The Blueprint function that handles the static mesh generation for one of the spline tools. (Graph rearranged for the image.)
Editable Object Scattering Using PCG & Blueprints
This system started as a relatively simple set-up using Unreal’s PCG graphs to scatter objects -in this case rocks- on the level landscape. This system scatters points on the landscape based on it’s curvature and adjusts point density based on the size of the scattered objects.
However, while general results were acceptable, especially given the development time invested at that point, I noticed some instances of objects that were somewhat interfering with the play space or obstructing interactable objects. Additional point pruning based on intersections with existing meshes in the level solved some of these issues, but I still wanted a solution that allowed for some more artistic control.
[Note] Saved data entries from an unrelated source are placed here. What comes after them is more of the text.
PR #1158, opened 2026-07-21
Add axis support to SimpleArray argmin and argmax

### LINKED ISSUE #519: Implement `SimpleArray` member functions for searching

Yuli-ytd:
This PR add axis-aware reductions back to `SimpleArray::argmin()` and `SimpleArray::argmax()` while keeping the existing no-axis flat-index behavior.

The implementation now walks logical indices with stride-aware access, so flat and axis reductions work for non-contiguous NumPy-backed arrays, including sliced and negative-stride views. Empty reductions now raise `ValueError` through the Python binding.

The Python wrapper accepts `axis=None` for the existing scalar result and integer axes for reduced `SimpleArrayUint64` results. The 1D axis case returns a scalar to match NumPy behavior.

Tests cover flat reductions, empty arrays, non-contiguous views, negative axes, and axis reductions across multiple dimensions.

Related to #519 .

### DIFF
--- a/cpp/solvcon/buffer/SimpleArray.hpp
+++ b/cpp/solvcon/buffer/SimpleArray.hpp
@@ -1369,42 +1369,21 @@ class SimpleArrayMixinSearch
 private:
 
     using internal_types = detail::SimpleArrayInternalTypes<T>;
+    using shape_type = typename internal_types::shape_type;
+    using sshape_type = typename internal_types::sshape_type;
+
+    ssize_t normalize_axis(ssize_t axis, char const * op) const;
+    shape_type reduced_shape(ssize_t axis) const;
 
 public:
 
     using value_type = typename internal_types::value_type;
 
-    size_t argmin() const
-    {
-        size_t min_index = 0;
-        value_type min_value = std::numeric_limits<value_type>::max();
-        auto athis = static_cast<A const *>(this);
-        for (size_t i = 0; i < athis->size(); ++i)
-        {
-            if (athis->data(i) < min_value)
-            {
-                min_value = athis->data(i);
-                min_index = i;
-            }
-        }
-        return min_index;
-    }
+    size_t argmin() const;
+    size_t argmax() const;
 
-    size_t argmax() const
-    {
-        size_t max_index = 0;
-        value_type max_value = std::numeric_limits<value_type>::lowest();
-        auto athis = static_cast<A const *>(this);
-        for (size_t i = 0; i < athis->size(); ++i)
-        {
-            if (athis->data(i) > max_value)
-            {
-                max_value = athis->data(i);
-                max_index = i;
-            }
-        }
-        return max_index;
-    }
+    SimpleArray<uint64_t> argmin(ssize_t axis) const;
+    SimpleArray<uint64_t> argmax(ssize_t axis) const;
 
     SimpleArray<uint64_t> argwhere() const;
 
@@ -3002,6 +2981,204 @@ A detail::SimpleArrayMixinSort<A, T>::take_along_axis(SimpleArray<I> const & ind
     return ret;
 }
 
+template <typename A, typename T>
+ssize_t detail::SimpleArrayMixinSearch<A, T>::normalize_axis(ssize_t axis, char const * op) const
+{
+    auto const * athis = static_cast<A const *>(this);
+    ssize_t const ndim = athis->ndim();
+
+    if (axis < 0)
+    {
+        axis += ndim;
+    }
+    if (axis < 0 || axis >= ndim)
+    {
+        throw std::invalid_argument(std::format(
+            "SimpleArray::{}(): axis {} is out of bounds for array of dimension {}",
+            op,
+            axis,
+            ndim));
+    }
+    if (athis->shape(axis) == 0)
+    {
+        throw std::invalid_argument(std::format(
+            "SimpleArray::{}(): axis {} has size 0, cannot compute",
+            op,
+            axis));
+    }
+
+    return axis;
+}
+
+template <typename A, typename T>
+typename detail::SimpleArrayMixinSearch<A, T>::shape_type
+detail::SimpleArrayMixinSearch<A, T>::reduced_shape(ssize_t axis) const
+{
+    auto const * athis = static_cast<A const *>(this);
+
+    shape_type result_shape;
+    for (ssize_t dim = 0; dim < athis->ndim(); ++dim)
+    {
+        if (dim != axis)
+        {
+            result_shape.push_back(athis->shape(dim));
+        }
+    }
+
+    return result_shape;
+}
+
+template <typename A, typename T>
+size_t detail::SimpleArrayMixinSearch<A, T>::argmin() const
+{
+    auto athis = static_cast<A const *>(this);
+
+    if (athis->size() == 0)
+    {
+        throw std::invalid_argument("SimpleArray::argmin(): "
+                                    "attempt to get argmin of an empty sequence");
+    }
+
+    auto const range = IndexRange(*athis);
+    sshape_type idx = range.first();
+
+    value_type min_value = athis->at(idx);
+    size_t min_index = 0;
+    size_t flat_index = 0;
+
+    do
+    {
+        value_type const current_value = athis->at(idx);
+        if (current_value < min_value)
+        {
+            min_value = current_value;
+            min_index = flat_index;
+        }
+        ++flat_index;
+    } while (range.next(idx));
+
+    return min_index;
+}
+
+template <typename A, typename T>
+size_t detail::SimpleArrayMixinSearch<A, T>::argmax() const
+{
+    auto athis = static_cast<A const *>(this);
+
+    if (athis->size() == 0)
+    {
+        throw std::invalid_argument("SimpleArray::argmax(): "
+                                    "attempt to get argmax of an empty sequence");
+    }
+
+    auto const range = IndexRange(*athis);
+    sshape_type idx = range.first();
+
+    value_type max_value = athis->at(idx);
+    size_t max_index = 0;
+    size_t flat_index = 0;
+
+    do
+    {
+        value_type const current_value = athis->at(idx);
+        if (current_value > max_value)
+        {
+            max_value = current_value;
+            max_index = flat_index;
+        }
+        ++flat_index;
+    } while (range.next(idx));
+
+    return max_index;
+}
+
+template <typename A, typename T>
+SimpleArray<uint64_t> detail::SimpleArrayMixinSearch<A, T>::argmin(ssize_t axis) const
+{
+    auto athis = static_cast<A const *>(this);
+
+    axis = normalize_axis(axis, "argmin");
+    SimpleArray<uint64_t> result(reduced_shape(axis));
+
+    auto const out_range = IndexRange(result);
+    sshape_type out_idx = out_range.first();
+
+    do
+    {
+        sshape_type in_idx(athis->ndim(), 0);
+
+        for (ssize_t dim = 0, out_dim = 0; dim < athis->ndim(); ++dim)
+        {
+            if (dim == axis)
+            {
+                continue;
+            }
+            in_idx[dim] = out_idx[out_dim++];
+        }
+
+        in_idx[axis] = 0;
+        value_type min_value = athis->at(in_idx);
+        uint64_t min_index = 0;
+
+        for (ssize_t i = 1; i < athis->shape(axis); ++i)
+        {
+            in_idx[axis] = i;
+            value_type const current_value = athis->at(in_idx);
+            if (current_value < min_value)
+            {
+                min_value = current_value;
+                min_index = static_cast<uint64_t>(i);
+            }
+        }
+        result.at(out_idx) = min_index;
+    } while (out_range.next(out_idx));
+
+    return result;
+}
+
+template <typename A, typename T>
+SimpleArray<uint64_t> detail::SimpleArrayMixinSearch<A, T>::argmax(ssize_t axis) const
+{
+    auto athis = static_cast<A const *>(this);
+
+    axis = normalize_axis(axis, "argmax");
+    SimpleArray<uint64_t> result(reduced_shape(axis));
+
+    auto const out_range = IndexRange(result);
+    sshape_type out_idx = out_range.first();
+
+    do
+    {
+        sshape_type in_idx(athis->ndim(), 0);
+
+        for (ssize_t dim = 0, out_dim = 0; dim < athis->ndim(); ++dim)
+        {
+            if (dim == axis)
+            {
+                continue;
+            }
+            in_idx[dim] = out_idx[out_dim++];
+        }
+
+        in_idx[axis] = 0;
+        value_type max_value = athis->at(in_idx);
+        uint64_t max_index = 0;
+
+        for (ssize_t i = 1; i < athis->shape(axis); ++i)
+        {
+            in_idx[axis] = i;
+            value_type const current_value = athis->at(in_idx);
+            if (current_value > max_value)
+            {
+                max_value = current_value;
+                max_index = static_cast<uint64_t>(i);
+            }
+        }
+        result.at(out_idx) = max_index;
+    } while (out_range.next(out_idx));
+
+    return result;
+}
 template <typename A, typename T>
 SimpleArray<uint64_t> detail::SimpleArrayMixinSearch<A, T>::argwhere() const
 {
--- a/cpp/solvcon/buffer/SimpleArray.hpp
+++ b/cpp/solvcon/buffer/SimpleArray.hpp
@@ -3050,7 +3050,7 @@ template <typename A, typename T>
 ssize_t detail::SimpleArrayMixinSearch<A, T>::unchecked_buffer_index(
     A const & array, shape_type const & idx)
 {
-    ssize_t const origin = static_cast<ssize_t>(
+    auto const origin = static_cast<ssize_t>(
         array.logical_data() - array.data());
     return origin + unchecked_logical_offset(array, idx);
 }
--- a/cpp/solvcon/buffer/SimpleArray.hpp
+++ b/cpp/solvcon/buffer/SimpleArray.hpp
@@ -3034,8 +3034,7 @@ detail::SimpleArrayMixinSearch<A, T>::reduced_shape(ssize_t axis) const
 }
 
 template <typename A, typename T>
-ssize_t detail::SimpleArrayMixinSearch<A, T>::unchecked_logical_offset(
-    A const & array, shape_type const & idx)
+ssize_t detail::SimpleArrayMixinSearch<A, T>::unchecked_logical_offset(A const & array, shape_type const & idx)
 {
     ssize_t offset = 0;
     for (ssize_t dim = 0; dim < array.ndim(); ++dim)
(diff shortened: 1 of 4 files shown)


cpp/solvcon/buffer/pymod/wrap_SimpleArray.hpp
```diff
@@ -630,8 +630,32 @@ class SOLVCON_PYTHON_WRAPPER_VISIBILITY WrapSimpleArray
...
+                 {
+                    if (axis.is_none())
+                    {
+                        return py::cast(self.argmin());
+                    }
+                    auto const axis_value = axis.cast<ssize_t>();
+                    if (self.ndim() == 1 && (axis_value == 0 || axis_value == -1))
+                    {
+                        return py::cast(self.argmin());
+                    }
```
Yuli-ytd, line 644: The 1D axis case returns the existing scalar result to match NumPy behavior and avoid relying on 0D `SimpleArray` storage semantics.

cpp/solvcon/buffer/SimpleArray.hpp
```diff
@@ -2940,6 +2919,204 @@ A detail::SimpleArrayMixinSort<A, T>::take_along_axis(SimpleArray<I> const & ind
     return ret;
 }
 
+template <typename A, typename T>
+ssize_t detail::SimpleArrayMixinSearch<A, T>::normalize_axis(ssize_t axis, char const * op) const
```
Yuli-ytd, line 2990: Keep axis normalization in the C++ layer so the public C++ overloads share the same axis validation rules, including negative axes.

cpp/solvcon/buffer/SimpleArray.hpp
```diff
@@ -2940,6 +2919,204 @@ A detail::SimpleArrayMixinSort<A, T>::take_along_axis(SimpleArray<I> const & ind
...
+{
+    auto athis = static_cast<A const *>(this);
+
+    if (athis->size() == 0)
+    {
+        throw std::invalid_argument("SimpleArray::argmin(): "
+                                    "attempt to get argmin of an empty sequence");
+    }
+
+    auto const range = IndexRange(*athis);
```
Yuli-ytd, line 3093: The flat-index path now walks logical indices and reads through `at(idx)`, so the returned index follows NumPy's logical C-order traversal instead of physical buffer order.

cpp/solvcon/buffer/SimpleArray.hpp
```diff
@@ -2940,6 +2919,204 @@ A detail::SimpleArrayMixinSort<A, T>::take_along_axis(SimpleArray<I> const & ind
...
+    return max_index;
+}
+
+template <typename A, typename T>
+SimpleArray<uint64_t> detail::SimpleArrayMixinSearch<A, T>::argmin(ssize_t axis) const
+{
+    auto athis = static_cast<A const *>(this);
+
+    axis = normalize_axis(axis, "argmin");
+    SimpleArray<uint64_t> result(reduced_shape(axis));
```
Yuli-ytd, line 3202: Axis reductions reuse the same axis validation and build an output shape with the reduced axis removed, matching NumPy's reduction shape.

tests/test_buffer.py
```diff
@@ -4314,6 +4314,65 @@ def test_argminmax(self):
...
+            sarr = solvcon.SimpleArrayFloat64(array=narr)
+            with self.assertRaises(ValueError):
+                sarr.argmin()
+            with self.assertRaises(ValueError):
+                sarr.argmax()
+
+        with self.subTest(name='non_contiguous'):
+            data = np.zeros((4, 6), dtype='float64')
+            data[0, 0] = -1
+            data[0, 1] = 999
```
Yuli-ytd, line 4456: The out-of-view large and small values make this fail under physical-buffer traversal, so the test specifically guards the stride-aware flat-index behavior.

cpp/solvcon/buffer/SimpleArray.hpp
```diff
@@ -2940,6 +2919,204 @@ A detail::SimpleArrayMixinSort<A, T>::take_along_axis(SimpleArray<I> const & ind
...
+
+    auto const out_range = IndexRange(result);
+    sshape_type out_idx = out_range.first();
+
+    do
+    {
+        sshape_type in_idx(athis->ndim(), 0);
+
+        for (ssize_t dim = 0, out_dim = 0; dim < athis->ndim(); ++dim)
```
Yuli-ytd, line 3218: `out_idx` is expanded back into an input logical index before reading with `at(in_idx)`, which keeps strided views correct.

Yuli-ytd:
This PR is ready for review.

cpp/solvcon/buffer/SimpleArray.hpp
```diff
@@ -1361,42 +1361,21 @@ class SimpleArrayMixinSearch
...
-        {
-            if (athis->data(i) < min_value)
-            {
-                min_value = athis->data(i);
-                min_index = i;
-            }
-        }
-        return min_index;
-    }
+    size_t argmin() const;
```
yungyuc, line 1387: It's good to take this opportunity to move the function body outside the class declaration.

cpp/solvcon/buffer/SimpleArray.hpp
```diff
@@ -1361,42 +1361,21 @@ class SimpleArrayMixinSearch
 private:
 
     using internal_types = detail::SimpleArrayInternalTypes<T>;
+    using shape_type = typename internal_types::shape_type;
+    using sshape_type = typename internal_types::sshape_type;
+
+    ssize_t normalize_axis(ssize_t axis, char const * op) const;
```
yungyuc, line 1376: @ThreeMonth03 @KHLee529 Could you please help evaluate if it is good to factor out the shape and axis helpers `normalize_axis` and `reduced_shape` to a common mixin to be shared among all mixins?

cpp/solvcon/buffer/SimpleArray.hpp
```diff
@@ -2940,6 +2919,204 @@ A detail::SimpleArrayMixinSort<A, T>::take_along_axis(SimpleArray<I> const & ind
...
+    auto const range = IndexRange(*athis);
+    sshape_type idx = range.first();
+
+    value_type min_value = athis->at(idx);
+    size_t min_index = 0;
+    size_t flat_index = 0;
+
+    do
+    {
+        value_type const current_value = athis->at(idx);
```
yungyuc: Avoid bound-checking which is slow.  Use `(*athis)[idx]` and carefully calculate index instead.

tests/test_buffer.py
```diff
@@ -4314,6 +4314,65 @@ def test_argminmax(self):
...
+            data[0, 3] = -999
+            data[2, 4] = 10
+            narr = data[::2, ::2]
+            sarr = solvcon.SimpleArrayFloat64(array=narr)
+            self.assertEqual(sarr.argmin(), 0)
+            self.assertEqual(sarr.argmax(), 5)
+            self.assertEqual(narr.argmin(), sarr.argmin())
```
yungyuc, line 4463: Add constants fixture in the test function so that we do not need to run the code to see the value.

yungyuc (changes requested):
- [ ] Avoid bound-checking which is slow.  Use `(*athis)[idx]` and carefully calculate index instead.  Update all occurrences.
- [ ] Add constants fixture in the test function so that we do not need to run the code to see the value.  Update all occurrences.

yungyuc:
@ThreeMonth03 @KHLee529 please help take a look.

cpp/solvcon/buffer/SimpleArray.hpp
ThreeMonth03: I suggest keeping these helpers local to `SimpleArrayMixinSearch` for now. `normalize_axis` currently also enforces the argmin/argmax non-empty-axis policy, while value reductions have different empty-domain and axis-selection rules. reduced_shape is also single-axis, whereas other reductions may accept multiple axes. Once another reduction consumer has a concrete implementation, we can compare the contracts and extract stateless axis or domain helpers if they actually align.

cpp/solvcon/buffer/SimpleArray.hpp
```diff
@@ -2940,6 +2919,204 @@ A detail::SimpleArrayMixinSort<A, T>::take_along_axis(SimpleArray<I> const & ind
...
+    {
+        sshape_type in_idx(athis->ndim(), 0);
+
+        for (ssize_t dim = 0, out_dim = 0; dim < athis->ndim(); ++dim)
+        {
+            if (dim == axis)
+            {
+                continue;
+            }
+            in_idx[dim] = out_idx[out_dim++];
```
ThreeMonth03: Axis traversal assumes every logical dimension starts at zero, but axis 0 starts at `-nghost`. Both reducing and retaining axis 0 therefore fail when ghosts are present.
```python3
import numpy as np
import solvcon

narr = np.array([
    [9.0, 1.0, 8.0],
    [7.0, 6.0, 0.0],
    [5.0, 4.0, 3.0],
])
sarr = solvcon.SimpleArrayFloat64(array=narr)
sarr.nghost = 1

print(sarr.argmin(axis=0).ndarray)
print(sarr.argmin(axis=1).ndarray)
```
Current result:
```
IndexError: SimpleArray: dim 0 in [2, 0] >= nbody: 2
Expected:
[2 0 1]
[1 2 2]
```
Please map iteration offsets to the input's logical coordinates, including the axis-0 ghost offset. The mirrored argmax loop needs the same correction and regression tests.

cpp/solvcon/buffer/SimpleArray.hpp
ThreeMonth03: The public C++ axis overload cannot handle a 1D input. Removing its only axis creates a rank-zero shape, but SimpleArray cannot store or index that result.
```cpp
solvcon::SimpleArrayFloat64 array(3);
array[0] = 2.0;
array[1] = 1.0;
array[2] = 3.0;

auto result = array.argmin(0);
```
Current result:
```
SimpleArray::normalize_index(): empty index
```
The Python wrapper bypasses this overload, but the newly added public C++ API remains invalid. Please define a valid C++ scalar/all-axis route or reject this case explicitly before constructing the rank-zero result. argmax(0) has the same problem.

cpp/solvcon/buffer/SimpleArray.hpp
ThreeMonth03: This unconditionally replaces the existing linear contiguous traversal with runtime-rank `IndexRange` plus checked `at()` access.
Reproducer, run on the base commit and this PR with a Release build:
```python3
import statistics
import timeit

import numpy as np
import solvcon

narr = np.arange(1_000_000, dtype=np.float64)
narr[-1] = -1
sarr = solvcon.SimpleArrayFloat64(array=narr)

samples = timeit.repeat(sarr.argmin, repeat=7, number=10)
print(statistics.median(samples) / 10)
```
Measured result:
base: 0.00117 s/call
PR:   0.00378 s/call
The 10k-element case regressed from approximately 8.0 us to 50.2 us. Please preserve direct linear traversal for eligible contiguous arrays and use unchecked signed-stride traversal as the generic fallback.

cpp/solvcon/buffer/SimpleArray.hpp
```diff
@@ -2940,6 +2919,204 @@ A detail::SimpleArrayMixinSort<A, T>::take_along_axis(SimpleArray<I> const & ind
...
+    auto athis = static_cast<A const *>(this);
+
+    axis = normalize_axis(axis, "argmin");
+    SimpleArray<uint64_t> result(reduced_shape(axis));
+
+    auto const out_range = IndexRange(result);
+    sshape_type out_idx = out_range.first();
+
+    do
+    {
```
ThreeMonth03, line 3215: `normalize_axis()` only checks whether the reduced axis is empty. A retained axis may still have size zero, in which case the result is empty and this do/while must not execute.
```python3
import numpy as np
import solvcon

sarr = solvcon.SimpleArrayFloat64(
    shape=(0, 3),
    value=0.0,
)

print(sarr.argmin(axis=1).ndarray)
```
Current result:
```
IndexError: SimpleArray: dim 0 in [0, 0] >= nbody: 0
```
NumPy returns an empty result:
```
np.argmin(np.empty((0, 3)), axis=1).shape
# (0,)
```
Please return the empty result without entering the output loop. (2, 0, 3) reduced along axis 0 is another reproducer.

cpp/solvcon/buffer/SimpleArray.hpp
```diff
@@ -2940,6 +2919,204 @@ A detail::SimpleArrayMixinSort<A, T>::take_along_axis(SimpleArray<I> const & ind
...
+
+        for (ssize_t i = 1; i < athis->shape(axis); ++i)
+        {
+            in_idx[axis] = i;
+            value_type const current_value = athis->at(in_idx);
+            if (current_value < min_value)
+            {
+                min_value = current_value;
+                min_index = static_cast<uint64_t>(i);
+            }
```
ThreeMonth03: The strict comparison ignores a NaN encountered after the first element, while NumPy argmin and argmax select the first NaN position.
```python3
import numpy as np
import solvcon

narr = np.array([[1.0, np.nan, 0.0]])
sarr = solvcon.SimpleArrayFloat64(array=narr)

print(np.argmin(narr, axis=1))
print(sarr.argmin(axis=1).ndarray)
print(np.argmax(narr, axis=1))
print(sarr.argmax(axis=1).ndarray)
```
Current result:
```
NumPy argmin:   [1]
SimpleArray:    [2]
NumPy argmax:   [1]
SimpleArray:    [0]
```
Please either implement the NumPy NaN policy for the new axis overloads or document and test an intentional semantic difference.

ThreeMonth03 (changes requested):
I find some bugs in this pull request. Please take a look.

Yuli-ytd:
Thanks for the detailed review and suggestions. I have received the feedback and will address the requested changes as soon as possible.

I plan to push the updates by 7/26 (Sun).

cpp/solvcon/buffer/SimpleArray.hpp
Yuli-ytd: Done. Flat reductions use direct pointer traversal for contiguous arrays and unchecked signed-stride offsets for other layouts. Axis reductions use explicitly calculated buffer indices with `operator[]` for both input reads and result writes. No argmin or argmax traversal uses checked `at()` access.

tests/test_buffer.py
Yuli-ytd: Done. I added explicit expected values to the new argmin and argmax tests so the intended results are visible without running NumPy. The NumPy comparisons remain as secondary cross-checks.

cpp/solvcon/buffer/SimpleArray.hpp
Yuli-ytd: Thanks for the discussion. I kept the two helpers local for now.

cpp/solvcon/buffer/SimpleArray.hpp
Yuli-ytd: Done. Iteration offsets are now mapped back to the input logical coordinates through `IndexRange::index_from_offset`. Regression tests cover both reducing and retaining axis 0 for argmin and argmax.

cpp/solvcon/buffer/SimpleArray.hpp
Yuli-ytd: The axis overloads now return immediately when the reduced result has size zero, before entering the output loop. Regression tests cover shapes `(0, 3)` reduced along axis 1 and `(2, 0, 3)` reduced along axis 0.

cpp/solvcon/buffer/SimpleArray.hpp
Yuli-ytd: Done. Both flat and axis argmin and argmax now select the first encountered NaN, matching NumPy. The tests include consecutive NaNs to verify that the first position is retained.

Yuli-ytd:
@yungyuc Thanks for the review. Both requested changes have been addressed:

- [x] Replaced checked access in all `argmin` and `argmax` traversal paths with direct pointer access or explicitly calculated unchecked buffer indices.
- [x] Added explicit expected constants throughout the new `argmin` and `argmax` tests, while retaining the NumPy comparisons as secondary cross-checks.

The implementation details are included in the corresponding inline replies. Could you please take a look?

Yuli-ytd:
@ThreeMonth03 Thanks for the detailed review. All requested changes have been addressed. Could you please take another look?

The implementation and regression-test details are included in the corresponding inline replies.

cpp/solvcon/buffer/SimpleArray.hpp
Yuli-ytd: The contiguous path now preserves direct linear traversal, while the generic fallback uses unchecked signed-stride traversal.

I reran the provided benchmark on `master` and the latest PR branch using the same Release environment:

- `master`: 0.000766 s/call
- Latest PR ([bc4908b](https://github.com/solvcon/solvcon/pull/1158/commits/bc4908bbbf500a5972a5c8dd53fa4c87706bb284)): 0.000768 s/call

The difference is approximately 0.3%, indicating that the reported performance regression is no longer present.

cpp/solvcon/buffer/SimpleArray.hpp
```diff
@@ -3002,6 +2986,346 @@ A detail::SimpleArrayMixinSort<A, T>::take_along_axis(SimpleArray<I> const & ind
...
+
+    value_type const * ptr = athis->logical_data();
+    value_type min_value = *(ptr + unchecked_logical_offset(*athis, idx));
+    size_t min_index = 0;
+    size_t flat_index = 0;
+
+    do
+    {
+        value_type const current_value = *(
+            ptr + unchecked_logical_offset(*athis, idx));
```
yungyuc: Good change.

If clang-format allows, use one line for similar code:

```suggestion
        value_type const current_value = *(ptr + unchecked_logical_offset(*athis, idx));
```

cpp/solvcon/buffer/SimpleArray.hpp
```diff
@@ -3002,6 +2986,346 @@ A detail::SimpleArrayMixinSort<A, T>::take_along_axis(SimpleArray<I> const & ind
...
+    {
+        axis += ndim;
+    }
+    if (axis < 0 || axis >= ndim)
+    {
+        throw std::invalid_argument(std::format(
+            "SimpleArray::{}(): axis {} is out of bounds for array of dimension {}",
+            op,
+            axis,
+            ndim));
```
yungyuc, line 3005: If clang-format allows, use one line for `op, axis, ndim`.  It's not easy to read to put them in multiple lines.  Change other similar places.

```suggestion
            op, axis, ndim));
```

yungyuc (approved):
- [x] Save lines if clang-format allows.

LGTM.  @ThreeMonth03 what do you think?

cpp/solvcon/buffer/SimpleArray.hpp
Yuli-ytd: Done. I consolidated this expression and similar occurrences where clang-format allows it.

cpp/solvcon/buffer/SimpleArray.hpp
Yuli-ytd: I tried the suggested one-line argument list, but `make FORCE_CLANG_FORMAT=inplace cformat` restores the multi-line form, so I kept the formatter-generated result.

Yuli-ytd:
@yungyuc Thanks for the follow-up.

- [x] Save lines if clang-format allows.

I pushed the formatting changes that clang-format allows. Details are included in the inline replies.

I will apply this guideline to future changes.

ThreeMonth03 (approved):
LGTM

The solution I landed on involved wrapping the PCG system in a Blueprint which not only handles any input parameters such as density and randomization seed, but can also spawn helper Blueprint actors. These helper Blueprints can be moved around in the level to transform or delete any spawn points they overlap with. This allows a user to individually move, rotate, scale, or delete any scattered objects.
This approach allows manual overrides to compensate for some of short-comings of this version of the PCG toolset in UE5.3.
These are the various actors that combine to create this editable scatter system: The overarching Blueprint that a user places in the level and interacts with, The helper BPs to remove and transform points, the function for point transformation, and the PCG graph that handles the point scattering & mesh instancing.
Procedural River & Lake Meshes
The mesh generation for the procedural river & lake systems is based on the same principals as the spline tools described above, only at a larger scale. They also use splines as their primary inputs, but have more complex geometry with multiple layers, as well as more user parameters.
This is combined with advanced shader and VFX set-ups to create assets with more visual interest and customizability than the simpler spline tools.
Continuous Actor Spline Movement & Spawning
The logic for moving and spawning objects over splines -created specifically for use with the river system- is fully built using Blueprints. The system spawns objects at the start of the spline and deletes them once they reach the other end, before spawning a new, randomized object at the start of the spline. This gives the illusion of a continuous stream of unique objects, with each having a unique starting transform. The objects & their transforms can also be saved; this was a requirement from the design team to avoid gameplay exploits using the system.
The system can also be triggered to spawn specific objects at specific times, using a timer or from another actor using a function call. This allows the system to be used by certain quests, spawning relevant objects when certain quest requirements are met.
Closing Thoughts
The fact that Houdini wasn’t available to use throughout this project made for a very interesting challenge, that forced me to get a lot more familiar with some of the systems that have been added to Unreal Engine over the past few years. It also forced me to reinvent some workflows I took for granted in Houdini and find interesting work-arounds for limitations, which greatly helped my skills for procedural modelling in any software
And while I’ve encountered plenty of moments where I felt like the lack of Houdini made my work a lot more difficult, I’m very impressed by what Geometry Script, PCG & Blueprints have enabled me to create.
Throughout my involvement with this project, the response & feedback from the rest of the team has been instrumental in improving each of these tools and I’m glad we ended up with a toolkit that will speed up & support the rest of the project’s development.
Lastly, I’m sure that with more time, effort, and knowledge I could have pushed these tools even further, and that will only get better as these systems mature over the next few years.